REQUIRED WORK> Repeat the lines below exactly as written, please, from the line with "Issue #966, opened 2019-10-29" to the line with "gotten from it", both lines included, and no others.

Records from a data collection
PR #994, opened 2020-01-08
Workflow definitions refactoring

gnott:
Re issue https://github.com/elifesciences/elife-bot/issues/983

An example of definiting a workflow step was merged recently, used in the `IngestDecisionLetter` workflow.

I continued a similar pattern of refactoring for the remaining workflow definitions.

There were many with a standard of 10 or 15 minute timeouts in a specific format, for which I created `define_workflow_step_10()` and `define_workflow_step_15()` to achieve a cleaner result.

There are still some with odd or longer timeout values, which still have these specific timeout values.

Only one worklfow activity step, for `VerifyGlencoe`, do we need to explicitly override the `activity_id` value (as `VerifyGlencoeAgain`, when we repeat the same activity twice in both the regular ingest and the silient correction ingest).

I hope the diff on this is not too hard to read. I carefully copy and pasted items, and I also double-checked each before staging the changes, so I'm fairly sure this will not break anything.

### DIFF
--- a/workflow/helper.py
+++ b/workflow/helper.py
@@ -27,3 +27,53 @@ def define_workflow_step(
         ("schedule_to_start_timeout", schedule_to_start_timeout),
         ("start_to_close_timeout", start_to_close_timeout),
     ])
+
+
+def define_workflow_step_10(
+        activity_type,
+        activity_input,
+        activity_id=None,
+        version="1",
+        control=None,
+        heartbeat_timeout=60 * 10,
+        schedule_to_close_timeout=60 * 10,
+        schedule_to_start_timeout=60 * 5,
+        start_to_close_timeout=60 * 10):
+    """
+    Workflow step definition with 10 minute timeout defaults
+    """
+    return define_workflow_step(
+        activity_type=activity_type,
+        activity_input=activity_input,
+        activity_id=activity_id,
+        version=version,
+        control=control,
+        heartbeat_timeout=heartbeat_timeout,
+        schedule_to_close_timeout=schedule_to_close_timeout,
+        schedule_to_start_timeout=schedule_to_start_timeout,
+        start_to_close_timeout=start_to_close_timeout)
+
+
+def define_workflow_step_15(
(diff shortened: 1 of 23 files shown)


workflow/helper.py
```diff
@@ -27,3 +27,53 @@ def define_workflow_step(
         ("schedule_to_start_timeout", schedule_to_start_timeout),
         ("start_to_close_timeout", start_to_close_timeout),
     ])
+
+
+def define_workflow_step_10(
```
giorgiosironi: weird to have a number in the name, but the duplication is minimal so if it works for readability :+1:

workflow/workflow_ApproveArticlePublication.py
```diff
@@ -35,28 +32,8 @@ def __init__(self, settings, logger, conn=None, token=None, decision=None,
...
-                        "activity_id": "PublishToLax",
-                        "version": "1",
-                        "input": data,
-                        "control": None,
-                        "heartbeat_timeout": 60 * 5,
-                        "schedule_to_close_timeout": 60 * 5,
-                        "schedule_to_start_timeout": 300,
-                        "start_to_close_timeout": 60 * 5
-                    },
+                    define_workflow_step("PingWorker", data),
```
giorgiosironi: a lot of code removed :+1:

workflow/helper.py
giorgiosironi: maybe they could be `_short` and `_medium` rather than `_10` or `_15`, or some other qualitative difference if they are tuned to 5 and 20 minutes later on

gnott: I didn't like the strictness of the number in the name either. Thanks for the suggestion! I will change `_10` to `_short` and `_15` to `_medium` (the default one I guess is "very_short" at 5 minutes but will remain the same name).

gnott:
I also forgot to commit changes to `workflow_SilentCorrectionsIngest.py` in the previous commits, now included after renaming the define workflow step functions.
==
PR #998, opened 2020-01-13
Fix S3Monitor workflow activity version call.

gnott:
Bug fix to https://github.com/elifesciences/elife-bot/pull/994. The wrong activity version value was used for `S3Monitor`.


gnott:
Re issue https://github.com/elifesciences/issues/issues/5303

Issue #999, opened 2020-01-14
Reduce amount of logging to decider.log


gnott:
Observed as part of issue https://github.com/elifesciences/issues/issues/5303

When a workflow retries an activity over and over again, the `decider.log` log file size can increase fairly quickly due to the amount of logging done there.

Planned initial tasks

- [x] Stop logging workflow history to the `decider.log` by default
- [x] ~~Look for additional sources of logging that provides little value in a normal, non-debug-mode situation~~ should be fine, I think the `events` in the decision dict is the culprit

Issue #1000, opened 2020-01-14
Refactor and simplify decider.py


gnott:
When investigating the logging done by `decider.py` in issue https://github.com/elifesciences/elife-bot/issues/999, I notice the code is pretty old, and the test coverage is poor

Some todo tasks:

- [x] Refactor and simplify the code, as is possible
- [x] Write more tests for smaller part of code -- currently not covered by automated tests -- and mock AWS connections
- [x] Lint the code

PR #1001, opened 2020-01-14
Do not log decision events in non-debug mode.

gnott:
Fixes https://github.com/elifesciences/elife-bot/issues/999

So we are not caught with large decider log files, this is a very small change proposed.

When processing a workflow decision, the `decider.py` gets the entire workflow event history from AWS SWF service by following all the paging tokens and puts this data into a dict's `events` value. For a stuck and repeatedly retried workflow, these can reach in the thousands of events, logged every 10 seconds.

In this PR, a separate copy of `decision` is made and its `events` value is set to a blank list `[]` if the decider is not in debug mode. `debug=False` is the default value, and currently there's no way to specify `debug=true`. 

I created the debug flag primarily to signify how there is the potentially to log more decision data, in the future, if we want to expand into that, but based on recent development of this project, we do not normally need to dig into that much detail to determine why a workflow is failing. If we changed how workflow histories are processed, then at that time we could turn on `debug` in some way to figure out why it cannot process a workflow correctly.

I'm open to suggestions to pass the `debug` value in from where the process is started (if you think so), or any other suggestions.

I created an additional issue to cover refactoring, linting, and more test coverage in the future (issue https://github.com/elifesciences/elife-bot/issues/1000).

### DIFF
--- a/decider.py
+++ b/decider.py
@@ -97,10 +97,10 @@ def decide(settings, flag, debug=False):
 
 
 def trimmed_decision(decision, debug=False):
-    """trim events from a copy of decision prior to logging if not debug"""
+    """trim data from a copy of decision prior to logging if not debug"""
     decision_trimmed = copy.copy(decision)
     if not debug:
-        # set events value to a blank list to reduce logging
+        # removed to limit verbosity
--
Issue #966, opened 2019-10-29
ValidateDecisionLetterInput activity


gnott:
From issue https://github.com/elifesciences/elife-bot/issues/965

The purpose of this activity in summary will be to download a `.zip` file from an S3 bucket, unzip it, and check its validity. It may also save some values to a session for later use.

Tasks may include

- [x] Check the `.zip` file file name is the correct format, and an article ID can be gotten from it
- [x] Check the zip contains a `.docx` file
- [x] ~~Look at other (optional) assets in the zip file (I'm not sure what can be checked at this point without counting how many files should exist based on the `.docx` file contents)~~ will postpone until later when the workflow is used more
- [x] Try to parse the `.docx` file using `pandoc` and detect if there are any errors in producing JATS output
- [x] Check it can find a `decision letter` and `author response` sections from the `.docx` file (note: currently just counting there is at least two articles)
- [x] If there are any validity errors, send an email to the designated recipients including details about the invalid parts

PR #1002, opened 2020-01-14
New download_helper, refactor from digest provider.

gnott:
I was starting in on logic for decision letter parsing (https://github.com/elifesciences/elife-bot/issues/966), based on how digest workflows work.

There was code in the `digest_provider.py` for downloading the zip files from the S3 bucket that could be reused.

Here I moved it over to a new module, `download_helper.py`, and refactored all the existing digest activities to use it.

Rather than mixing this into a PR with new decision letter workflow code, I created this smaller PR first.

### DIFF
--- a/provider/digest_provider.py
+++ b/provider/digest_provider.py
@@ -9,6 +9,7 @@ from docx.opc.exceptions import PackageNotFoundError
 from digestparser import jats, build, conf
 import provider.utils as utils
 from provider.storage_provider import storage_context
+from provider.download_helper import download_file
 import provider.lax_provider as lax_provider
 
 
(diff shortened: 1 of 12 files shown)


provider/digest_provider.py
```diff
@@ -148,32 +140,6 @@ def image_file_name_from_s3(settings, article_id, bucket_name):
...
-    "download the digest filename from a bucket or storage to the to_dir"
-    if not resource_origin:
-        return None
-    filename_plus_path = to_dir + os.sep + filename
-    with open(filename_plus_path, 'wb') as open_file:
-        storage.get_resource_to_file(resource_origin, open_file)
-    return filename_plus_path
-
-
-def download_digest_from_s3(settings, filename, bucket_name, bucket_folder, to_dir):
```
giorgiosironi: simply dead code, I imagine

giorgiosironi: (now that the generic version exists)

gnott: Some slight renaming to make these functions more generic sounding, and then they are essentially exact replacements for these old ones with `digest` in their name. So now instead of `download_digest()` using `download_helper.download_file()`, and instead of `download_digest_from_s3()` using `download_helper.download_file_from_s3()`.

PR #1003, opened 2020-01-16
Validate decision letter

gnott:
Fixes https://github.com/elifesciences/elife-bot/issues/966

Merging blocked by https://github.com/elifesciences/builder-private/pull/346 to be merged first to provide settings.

REPLY>
Issue #966, opened 2019-10-29
ValidateDecisionLetterInput activity


gnott:
From issue https://github.com/elifesciences/elife-bot/issues/965

The purpose of this activity in summary will be to download a `.zip` file from an S3 bucket, unzip it, and check its validity. It may also save some values to a session for later use.

Tasks may include

- [x] Check the `.zip` file file name is the correct format, and an article ID can be gotten from it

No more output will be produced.